# Clockwise or counter-clockwise turns



## Packen (Sep 14, 2008)

Gnash prefers to turn clockwise if making a tight circle at speed so I keep this in mind when training certain exercises, helps speed up the learning curve + keeps fast, tight turns where it matters for example dumbbell retrieve and blind running. Wanted to check if paying attention to these type of details was normal or am I being a bit obsessive!

My dog before Gnash preferred counter-clockwise turns, not that they can not turn the other way around but one direction is more natural/faster in comparison to the other. Pretty soon will test puppy Creasy to see what he prefers 

Here is Gnash during the retrieve, me knowing that he prefers to turn clockwise enables me to throw the dumbbell a few inches to the left, as Gnash turns around clockwise it enables him to come back straight to me at high speed to the front position.









Here Gnash is running blinds, knowing his preference I trained him to turn blinds 1,3 and 5 entering down field and exiting up field, opposite for 2, 4 and 6, all turns are clockwise. He is fast and maintains a very tight radius around the blind. I have seen some dogs with very wide turns and wonder if they were trained to turn against their natural instinct.
Blind1









Blind4









Blind6


----------



## doggiedad (Dec 2, 2007)

i don't do Schutzhund but any circles, figure 8's we do i do
them clock wise and counter clock wise. i do both ways
to keep the muscles balanced. i have no idea what it does
mentally.


----------



## Packen (Sep 14, 2008)

doggiedad, me too. I use both directions in circles, figure 8's, serpentines and all. While doing these do you notice if the dog has a certain preference or does the dog do both equally easy? I think each dog has a strong side, just like we are right or left handed, right or left dominant eye etc etc.
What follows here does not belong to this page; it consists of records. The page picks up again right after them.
PR #2808, opened 2023-03-06
docs(layout): update css-utilities to float properly

### LINKED ISSUE #265: CSS utilities, float elements code snippet doesn't actually leverage float classes for layout due to grid
**I'm submitting a ...**
[x] bug report
[ ] feature request

**URL:**
https://beta.ionicframework.com/docs/layout/css-utilities#element-placement

**Current behavior:**
The markup does not actually leverage `float-*` attributes since it uses a grid.

**Expected behavior:**
A relevant markup, without a grid.

**Steps to reproduce:**
- Copy sample markup,
- Change with responsive float attributes that should reverse the float positions, for instance:
```html
<ion-grid>
  <ion-row>
    <ion-col float-left float-md-right>
      <div>
        <h3>float-left (should be float-right above md breakpoint)</h3>
        Lorem ipsum dolor sit amet, consectetur adipiscing elit. Sed ac vehicula lorem.
      </div>
    </ion-col>

    <ion-col float-right float-md-left>
      <div>
        <h3>float-right (should be float-left above md breakpoint)</h3>
        Lorem ipsum dolor sit amet, consectetur adipiscing elit. Sed ac vehicula lorem.
      </div>
    </ion-col>
  </ion-row>
</ion-grid>
```
- Notice that it doesn't work as advertised,
- Debug and see that Flexbox is handling the actual layout.

**Other information:**
Can be fixed with the following markup and CSS that both mimic the grid structure:

_Template_
```html
<div class="ion-grid">
  <div class="ion-row">
    <div class="ion-col ion-col-33" float-left float-md-right>
      <div>
        <h3>float-left (should be float-right above md breakpoint)</h3>
        Lorem ipsum dolor sit amet, consectetur adipiscing elit. Sed ac vehicula lorem.
      </div>
    </div>

    <div class="ion-col ion-col-33" float-right float-md-left>
      <div>
        <h3>float-right (should be float-left above md breakpoint)</h3>
        Lorem ipsum dolor sit amet, consectetur adipiscing elit. Sed ac vehicula lorem.
      </div>
    </div>
  </div>
</div>
```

Now if you wrote normally with the right hand and the left hand then ...

For example I shoot guns as a hobby and goal is to shoot very accurately. I know I am right handed with right dominant eye, I can practice all I want to get the non dominant side as effective as the dominant side but in a pinch situation I will automatically select the dominant side (there will be no choice).


----------



## Cassidy's Mom (Mar 30, 2003)

Packen said:


> While doing these do you notice if the dog has a certain preference or does the dog do both equally easy? * I think each dog has a strong side, just like we are right or left handed, right or left dominant eye etc *etc.


I totally agree. If I ask for Halo's paw but do not give any physical cues such as holding one of my hands out, she will always give me her right paw first. If I afterwards ask for her "other paw" she'll give me her left paw.

She gets excited at mealtimes and will spin in a circle while I put her bowl down, always in a clockwise direction. I can cue her to spin in the other direction (I call that "twirl" vs "spin"), but she will not do it naturally. 

I believe dogs have right hand vs left hand biases just like people do.


----------



## Elaine (Sep 10, 2006)

Knowing which way your dog will turn after picking up a dumbbell is important, especially if they aren't completely solid on returning back over the jump or coming in for a straight front. If your dog likes to turn clockwise, you should try to throw it a tiny bit to the left, so once he picks it up, he's nice and straight coming back over the jump. The same thing applies for the other turn and for throwing on the flat.


----------



## Liesje (Mar 4, 2007)

Yes, most dogs have a dominant side. This is important in flyball. We check right away to see which way the dog prefers to turn. Now that I think about it, my dog does run blinds the same way he would naturally turn off the box. When he does "roll over", he can only roll one way.

This dominant side/turn is not the same as which side to heel on or which ways to turn while heeling/walking (like doggiedad is getting at). That is a training issue. Both my dogs have to be handled somewhat unconventionally in agility because to them the left side is the "safe" side. They kinda get confused when I try to handle them on the right. This is purely my fault, as I only train to heel on the left (or in between my legs) and don't really accustom a dog to being on the right. Since we are not really competitive with agility, I just leave them feeling "safe" on the left and do some funky crosses so I always handle the dog from the dog's right.

Human's are also "sided" and this is not the same as being right or left handed. I am right handed and extremely dominant left-sided. I was a gymnast so the distinction is important. I start all my tricks on the left side, bear weight on the left side (stand or finish with the left foot forward), twist left, and am more flexible on the left. I absolutely cannot do anything, not even the simplest handstand or cartwheel, on my right side. All people/gymnasts have a dominant side but for some it's not AS dominant (easier for them to learn tricks in either direction). In my experience it has nothing to do with being right or left-handed. I believe a team mate of mind was left handed and right sided.


----------